Good Reading: Two Eye-Catching Leads

By Mike Feinsilber

In the Washington Post, 8/8/14, by fashion writer Robin Givhan:

The designer goods at the center of the government’s case against former Virginia governor Bob McDonnell and his wife Maureen were splayed out on tables in a most undignified way, photographed and entered into evidence. An Oscar de la Renta beaded shift was entombed in thin dry cleaner’s plastic. A Louis Vuitton trenchcoat lay limp on a hanger. A pearl-colored Louis Vuitton handbag look deflated and cheap. Separated from the woman who risked so much to get them, the clothes, with their sizes visible, looked like so many specimens of human weakness, social status and cultural detritus awaiting dissection.
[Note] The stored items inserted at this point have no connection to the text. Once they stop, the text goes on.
PR #4728, opened 2023-11-09
Migrate governance tests to ethers.js

RenanSouza2:
A proposal for migration to governance tests

#### PR Checklist

- [ ] Tests
- [ ] Documentation


RenanSouza2:
This is the draft yet but I think I've cracked a way to migrate this one that AFAIK should be one of the hardest to do

ernestognw:
> This is the draft yet but I think I've cracked a way to migrate this one that AFAIK should be one of the hardest to do

Yeah, this is probably from the hardest. I'd suggest focusing only on Governor and then moving to the extensions. Thanks for putting this together! We'll review once it's ready

test/helpers/time.js
```diff
@@ -23,7 +24,17 @@ module.exports = {
...
+  clockFromReceipt: {
+    blocknumber: txPromisse =>
+      Promise.resolve(txPromisse)
+        .then(tx => tx.blockNumber)
+        .then(BigInt),
+    timestamp: txPromisse =>
+      Promise.resolve(txPromisse)
+        .then(tx => ethers.provider.getBlock(tx.blockNumber))
+        .then(block => block.timestamp)
+        .then(BigInt),
```
ernestognw, line 36: These aren't needed since the transaction response already contains `blockNumber`. I'm removing this and replacing where it fails

test/helpers/enums.js
```diff
@@ -2,10 +2,20 @@ function Enum(...options) {
...
-module.exports = {
-  Enum,
-  ProposalState: Enum('Pending', 'Active', 'Canceled', 'Defeated', 'Succeeded', 'Queued', 'Expired', 'Executed'),
-  VoteType: Enum('Against', 'For', 'Abstain'),
-  Rounding: Enum('Floor', 'Ceil', 'Trunc', 'Expand'),
-  OperationState: Enum('Unset', 'Waiting', 'Ready', 'Done'),
-};
+function EnumBigInt(...options) {
+  return Object.fromEntries(options.map((key, i) => [key, i]));
+}
```
ernestognw, line 7: This is actually not BigInt and just regular number. Still, I think this is the way we should implement it and we can have a single version.

I'll update.

ernestognw (commented):
This is in the right direction, thanks @RenanSouza2 🚀 

Just added a few commits but I think we can improve a couple of things before we merge. 

After going down the rabbit hole and migrated `Votes.test.js` (I wanted to avoid having two versions of `EIP.6372.behavior.js`), I realized that so far we'd used the pattern of a `module.exports.bigint` variant, but I think there are more complex cases like `Votes.behavior` or `EIP6372.behavior.js`.

My opinion on those more complex cases is that we should create two different files since keeping a version compatible with both doesn't look feasible in my opinion, and I'm convinced we can get a better result without constraining the ethers.js variants. A good example is the GovernorHelper.

Let's migrate first the `governance.new.js` before merging this PR, I'll work on that.

test/governance/Governor.test.js
```diff
@@ -1,669 +1,666 @@
...
+  );
+  return {
+    token,
+    mock,
+    helper,
+    proposal: helper.currentProposal,
+  };
+}
+
+async function fixture() {
```
ernestognw, line 83: I decided to put the fixture outside, otherwise, I see easily that we end up with multiple fixtures, losing the benefit of having just one state to load.

This way we load every variable once and reset to that snapshot.

test/helpers/governance.new.js
```diff
@@ -0,0 +1,221 @@
...
+    // proposal id
+    const id = ethers.keccak256(
+      ethers.AbiCoder.defaultAbiCoder().encode(['address[]', 'uint256[]', 'bytes[]', 'bytes32'], shortProposal),
+    );
+
+    const currentProposal = {
+      id,
+      targets,
+      values,
+      signatures: [''],
```
ernestognw, line 204: I realized we don't use this field anywhere even in the Truffle tests. I didn't remove it from the old `governance.js` file because we'll remove it but just mentioning for visibility

ernestognw (approved):
Alright, this LGTM for a first stage of the Governor tests migration, let's wait on @Amxx review

ernestognw (approved):

Amxx:
Added ERC20Votes and ERC721Votes to the PR

test/helpers/time.js
```diff
@@ -21,8 +21,8 @@ module.exports = {
 
 // TODO: deprecate the old version in favor of this one
 module.exports.bigint = {
-  clock: mapObject(module.exports.clock, fn => () => fn().then(BigInt)),
-  clockFromReceipt: mapObject(module.exports.clockFromReceipt, fn => receipt => fn(receipt).then(BigInt)),
+  clock: mapObject(module.exports.clock, fn => () => fn().then(ethers.toBigInt)),
+  clockFromReceipt: mapObject(module.exports.clockFromReceipt, fn => receipt => fn(receipt).then(ethers.toBigInt)),
   forward: module.exports.forward,
-  duration: mapObject(module.exports.duration, fn => n => BigInt(fn(n))),
+  duration: mapObject(module.exports.duration, fn => n => ethers.toBigInt(fn(ethers.toNumber(n)))),
```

Poke at them and the insecurity flows out.

In the New York Times, 8/8/14, by technology writer John Markoff:

Inspired by the architecture of the brain, scientists have developed a new kind of computer chip that uses no more power than a hearing aid and may eventually excel at calculations that stump today’s supercomputers.

Another sign of excellence by these two great newspapers: the headlines over both stories:

Over the Givhan story:

A purse filled with status and insecurity

Over the Markoff story:

A New Chip Functions Like a Brain, IBM Says

If the purpose of headlines is to summarize the news and draw readers to it, these two headlines do the job.